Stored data

PR #2469, opened 2015-05-04
log detailed error if dialDetour() failed

fffw:
Now the error message will look like:

> May 04 01:08:52.524 - detour: detour.go:139 Dial detoured to ssl.gstatic.com:443 failed: No dialers left


aranhoide:
LGTM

**Exercise directions**
The lines to write out run from the one with "log detailed error if dialDetour() failed" through the end of the records. Give them exactly, and only them.

**Exercise solution**
log detailed error if dialDetour() failed

fffw:
Now the error message will look like:

> May 04 01:08:52.524 - detour: detour.go:139 Dial detoured to ssl.gstatic.com:443 failed: No dialers left


aranhoide:
LGTM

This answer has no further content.